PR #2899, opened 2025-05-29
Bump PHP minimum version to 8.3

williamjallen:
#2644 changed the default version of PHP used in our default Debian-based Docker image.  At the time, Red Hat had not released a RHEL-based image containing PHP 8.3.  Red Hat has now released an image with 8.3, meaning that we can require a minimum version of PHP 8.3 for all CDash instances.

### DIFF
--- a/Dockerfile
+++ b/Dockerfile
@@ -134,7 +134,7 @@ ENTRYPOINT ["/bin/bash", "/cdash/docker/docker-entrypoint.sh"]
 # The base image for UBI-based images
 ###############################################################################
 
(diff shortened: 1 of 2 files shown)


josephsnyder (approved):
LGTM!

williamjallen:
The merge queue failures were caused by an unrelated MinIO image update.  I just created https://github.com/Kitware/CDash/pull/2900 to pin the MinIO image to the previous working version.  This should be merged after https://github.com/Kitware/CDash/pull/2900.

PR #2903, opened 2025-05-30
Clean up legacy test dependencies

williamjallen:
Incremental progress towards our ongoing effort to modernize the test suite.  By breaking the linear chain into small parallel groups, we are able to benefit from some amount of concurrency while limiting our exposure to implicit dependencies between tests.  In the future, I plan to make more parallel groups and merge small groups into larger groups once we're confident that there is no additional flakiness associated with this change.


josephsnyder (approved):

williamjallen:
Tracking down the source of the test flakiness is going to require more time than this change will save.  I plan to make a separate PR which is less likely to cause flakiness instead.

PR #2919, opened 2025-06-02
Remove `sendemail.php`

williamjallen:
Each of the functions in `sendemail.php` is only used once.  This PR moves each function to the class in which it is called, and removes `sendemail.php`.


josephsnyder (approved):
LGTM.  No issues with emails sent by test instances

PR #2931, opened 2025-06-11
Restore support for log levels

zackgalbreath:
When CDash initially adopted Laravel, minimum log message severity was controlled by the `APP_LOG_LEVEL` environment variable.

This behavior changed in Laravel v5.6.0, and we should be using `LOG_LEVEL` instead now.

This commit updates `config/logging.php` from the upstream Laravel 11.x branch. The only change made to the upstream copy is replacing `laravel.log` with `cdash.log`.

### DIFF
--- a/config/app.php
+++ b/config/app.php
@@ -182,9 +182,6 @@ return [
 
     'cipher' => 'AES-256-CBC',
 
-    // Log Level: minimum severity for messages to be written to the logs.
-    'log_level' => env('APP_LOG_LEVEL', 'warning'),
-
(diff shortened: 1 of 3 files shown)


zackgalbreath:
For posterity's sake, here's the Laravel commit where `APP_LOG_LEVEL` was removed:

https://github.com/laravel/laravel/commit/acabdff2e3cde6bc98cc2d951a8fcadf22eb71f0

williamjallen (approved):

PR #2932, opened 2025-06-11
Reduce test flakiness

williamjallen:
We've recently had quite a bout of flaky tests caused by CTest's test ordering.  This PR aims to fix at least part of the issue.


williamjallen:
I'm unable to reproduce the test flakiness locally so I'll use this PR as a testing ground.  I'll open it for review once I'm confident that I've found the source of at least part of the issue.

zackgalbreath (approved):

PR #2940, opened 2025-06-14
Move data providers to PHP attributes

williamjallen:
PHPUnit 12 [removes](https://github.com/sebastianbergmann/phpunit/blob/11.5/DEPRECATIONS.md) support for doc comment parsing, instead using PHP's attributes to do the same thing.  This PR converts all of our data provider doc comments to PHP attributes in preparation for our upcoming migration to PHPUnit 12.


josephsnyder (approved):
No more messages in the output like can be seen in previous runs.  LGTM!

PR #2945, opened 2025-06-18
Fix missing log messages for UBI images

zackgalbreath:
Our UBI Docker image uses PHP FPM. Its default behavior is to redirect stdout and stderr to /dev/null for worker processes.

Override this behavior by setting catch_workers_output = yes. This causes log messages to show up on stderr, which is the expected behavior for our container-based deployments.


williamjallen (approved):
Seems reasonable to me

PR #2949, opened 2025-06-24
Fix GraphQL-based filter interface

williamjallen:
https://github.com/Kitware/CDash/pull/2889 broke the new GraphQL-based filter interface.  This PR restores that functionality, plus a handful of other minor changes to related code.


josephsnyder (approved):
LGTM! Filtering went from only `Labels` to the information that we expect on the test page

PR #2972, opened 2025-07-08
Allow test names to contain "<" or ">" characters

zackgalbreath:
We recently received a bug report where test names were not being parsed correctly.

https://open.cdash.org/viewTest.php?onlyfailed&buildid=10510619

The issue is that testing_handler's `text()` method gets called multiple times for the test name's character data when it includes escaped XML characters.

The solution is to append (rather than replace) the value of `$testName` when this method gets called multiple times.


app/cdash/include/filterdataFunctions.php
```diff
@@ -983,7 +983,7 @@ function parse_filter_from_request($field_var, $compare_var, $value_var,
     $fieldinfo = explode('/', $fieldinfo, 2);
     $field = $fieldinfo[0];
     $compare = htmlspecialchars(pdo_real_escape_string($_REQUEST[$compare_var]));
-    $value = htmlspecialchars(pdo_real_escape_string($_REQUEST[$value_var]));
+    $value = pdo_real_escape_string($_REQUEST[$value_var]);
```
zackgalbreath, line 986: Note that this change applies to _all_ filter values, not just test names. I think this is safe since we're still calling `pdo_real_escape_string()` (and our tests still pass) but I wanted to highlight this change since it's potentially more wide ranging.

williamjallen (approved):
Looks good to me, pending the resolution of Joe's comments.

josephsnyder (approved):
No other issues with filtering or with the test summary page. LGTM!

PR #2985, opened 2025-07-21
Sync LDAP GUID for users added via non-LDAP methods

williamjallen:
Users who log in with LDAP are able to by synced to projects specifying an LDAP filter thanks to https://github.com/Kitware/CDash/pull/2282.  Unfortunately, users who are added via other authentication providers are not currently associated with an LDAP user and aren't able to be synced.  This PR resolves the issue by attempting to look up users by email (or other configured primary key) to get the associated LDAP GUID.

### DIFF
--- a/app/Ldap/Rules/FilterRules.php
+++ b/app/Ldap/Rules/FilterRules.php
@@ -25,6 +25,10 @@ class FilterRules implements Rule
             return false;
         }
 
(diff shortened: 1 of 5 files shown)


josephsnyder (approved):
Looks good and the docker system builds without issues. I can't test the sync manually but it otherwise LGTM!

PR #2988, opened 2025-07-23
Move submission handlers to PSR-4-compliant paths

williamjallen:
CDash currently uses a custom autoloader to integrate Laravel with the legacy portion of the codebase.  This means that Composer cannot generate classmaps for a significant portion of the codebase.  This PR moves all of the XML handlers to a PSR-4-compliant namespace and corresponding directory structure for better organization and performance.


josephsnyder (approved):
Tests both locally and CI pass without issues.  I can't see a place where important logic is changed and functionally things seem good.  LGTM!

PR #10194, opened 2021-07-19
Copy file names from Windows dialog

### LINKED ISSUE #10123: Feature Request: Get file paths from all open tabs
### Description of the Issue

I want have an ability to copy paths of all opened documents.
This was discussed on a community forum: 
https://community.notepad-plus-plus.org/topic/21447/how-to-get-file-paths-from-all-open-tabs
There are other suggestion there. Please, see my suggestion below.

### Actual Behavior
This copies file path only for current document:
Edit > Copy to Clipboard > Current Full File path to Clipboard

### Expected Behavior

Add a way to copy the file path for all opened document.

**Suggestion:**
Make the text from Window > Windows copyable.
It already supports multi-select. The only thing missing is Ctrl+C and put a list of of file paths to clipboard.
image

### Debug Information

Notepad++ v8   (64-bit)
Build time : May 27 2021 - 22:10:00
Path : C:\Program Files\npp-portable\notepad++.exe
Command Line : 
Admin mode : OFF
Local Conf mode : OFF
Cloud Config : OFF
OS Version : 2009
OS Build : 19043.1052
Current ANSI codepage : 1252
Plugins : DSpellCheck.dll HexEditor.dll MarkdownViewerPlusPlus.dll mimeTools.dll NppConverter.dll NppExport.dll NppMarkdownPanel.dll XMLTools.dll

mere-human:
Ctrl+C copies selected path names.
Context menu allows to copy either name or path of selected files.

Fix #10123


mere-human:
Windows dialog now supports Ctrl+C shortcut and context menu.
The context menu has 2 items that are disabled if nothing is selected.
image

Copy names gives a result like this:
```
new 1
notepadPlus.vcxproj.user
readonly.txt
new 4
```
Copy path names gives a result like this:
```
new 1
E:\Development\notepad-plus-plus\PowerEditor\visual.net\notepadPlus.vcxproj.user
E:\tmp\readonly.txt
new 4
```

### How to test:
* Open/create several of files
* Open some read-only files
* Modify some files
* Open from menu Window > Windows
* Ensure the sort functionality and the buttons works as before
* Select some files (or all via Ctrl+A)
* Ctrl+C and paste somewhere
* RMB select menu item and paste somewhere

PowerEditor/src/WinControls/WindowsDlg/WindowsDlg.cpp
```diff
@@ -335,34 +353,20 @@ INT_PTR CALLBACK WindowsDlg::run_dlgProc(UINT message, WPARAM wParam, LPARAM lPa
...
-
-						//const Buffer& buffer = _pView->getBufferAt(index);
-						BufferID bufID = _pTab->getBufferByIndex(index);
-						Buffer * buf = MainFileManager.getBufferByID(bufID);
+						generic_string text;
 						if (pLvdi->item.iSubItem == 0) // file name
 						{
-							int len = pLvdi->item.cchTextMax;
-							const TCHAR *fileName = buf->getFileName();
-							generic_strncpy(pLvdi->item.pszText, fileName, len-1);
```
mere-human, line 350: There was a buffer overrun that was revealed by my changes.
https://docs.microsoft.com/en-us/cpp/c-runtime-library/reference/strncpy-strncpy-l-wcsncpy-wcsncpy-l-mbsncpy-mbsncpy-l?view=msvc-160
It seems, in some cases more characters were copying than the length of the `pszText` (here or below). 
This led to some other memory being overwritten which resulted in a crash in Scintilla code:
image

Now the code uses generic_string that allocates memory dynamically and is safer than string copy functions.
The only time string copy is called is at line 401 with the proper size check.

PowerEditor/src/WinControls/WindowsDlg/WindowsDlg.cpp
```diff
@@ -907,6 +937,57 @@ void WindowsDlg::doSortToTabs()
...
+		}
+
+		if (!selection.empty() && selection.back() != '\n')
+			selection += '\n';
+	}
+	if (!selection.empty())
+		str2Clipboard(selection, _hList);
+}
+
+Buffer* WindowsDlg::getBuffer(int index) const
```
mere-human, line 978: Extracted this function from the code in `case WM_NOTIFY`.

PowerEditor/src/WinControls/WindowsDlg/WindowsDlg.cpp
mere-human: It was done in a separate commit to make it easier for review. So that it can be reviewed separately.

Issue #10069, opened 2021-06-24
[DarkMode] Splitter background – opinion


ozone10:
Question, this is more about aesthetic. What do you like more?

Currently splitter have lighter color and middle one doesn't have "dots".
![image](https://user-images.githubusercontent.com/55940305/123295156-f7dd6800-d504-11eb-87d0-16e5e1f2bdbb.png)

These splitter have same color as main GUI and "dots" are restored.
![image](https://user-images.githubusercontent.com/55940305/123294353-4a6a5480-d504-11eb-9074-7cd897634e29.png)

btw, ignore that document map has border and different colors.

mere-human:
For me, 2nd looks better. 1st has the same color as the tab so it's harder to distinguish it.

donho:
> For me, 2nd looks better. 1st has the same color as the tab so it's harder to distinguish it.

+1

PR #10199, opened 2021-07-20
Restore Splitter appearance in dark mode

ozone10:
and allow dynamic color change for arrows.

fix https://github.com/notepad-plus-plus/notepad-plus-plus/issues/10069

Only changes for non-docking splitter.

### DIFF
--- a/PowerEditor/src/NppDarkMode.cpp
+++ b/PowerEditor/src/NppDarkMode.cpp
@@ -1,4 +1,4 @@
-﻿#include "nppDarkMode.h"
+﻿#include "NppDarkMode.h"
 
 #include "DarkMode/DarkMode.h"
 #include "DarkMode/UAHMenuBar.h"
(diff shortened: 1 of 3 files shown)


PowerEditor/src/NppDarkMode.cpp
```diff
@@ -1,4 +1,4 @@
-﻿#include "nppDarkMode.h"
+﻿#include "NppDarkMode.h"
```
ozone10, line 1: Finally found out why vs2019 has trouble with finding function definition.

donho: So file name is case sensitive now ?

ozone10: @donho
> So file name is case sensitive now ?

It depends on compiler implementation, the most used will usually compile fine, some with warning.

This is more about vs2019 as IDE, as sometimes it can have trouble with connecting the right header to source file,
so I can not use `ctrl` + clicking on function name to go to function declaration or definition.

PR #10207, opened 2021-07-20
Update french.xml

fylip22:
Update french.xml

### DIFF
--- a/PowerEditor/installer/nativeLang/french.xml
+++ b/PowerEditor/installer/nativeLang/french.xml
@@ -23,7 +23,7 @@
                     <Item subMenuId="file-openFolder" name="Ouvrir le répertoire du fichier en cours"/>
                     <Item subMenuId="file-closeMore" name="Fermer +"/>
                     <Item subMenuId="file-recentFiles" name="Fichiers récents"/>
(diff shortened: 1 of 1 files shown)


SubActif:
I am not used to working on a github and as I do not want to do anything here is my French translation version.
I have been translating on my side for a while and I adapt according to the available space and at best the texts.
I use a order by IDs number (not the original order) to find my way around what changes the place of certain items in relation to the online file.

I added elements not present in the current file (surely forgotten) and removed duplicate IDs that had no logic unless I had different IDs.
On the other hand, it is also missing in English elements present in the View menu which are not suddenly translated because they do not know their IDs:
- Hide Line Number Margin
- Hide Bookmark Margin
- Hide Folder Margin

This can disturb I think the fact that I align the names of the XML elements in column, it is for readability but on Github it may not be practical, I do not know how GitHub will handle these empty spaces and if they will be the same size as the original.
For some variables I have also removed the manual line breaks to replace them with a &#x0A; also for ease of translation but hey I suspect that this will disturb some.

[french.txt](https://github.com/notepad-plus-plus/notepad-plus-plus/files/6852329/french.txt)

— Requirement —
Please filter the entries above down to the lines holding "somewhere" and copy them.

— Response area —
* Ctrl+C and paste somewhere
* RMB select menu item and paste somewhere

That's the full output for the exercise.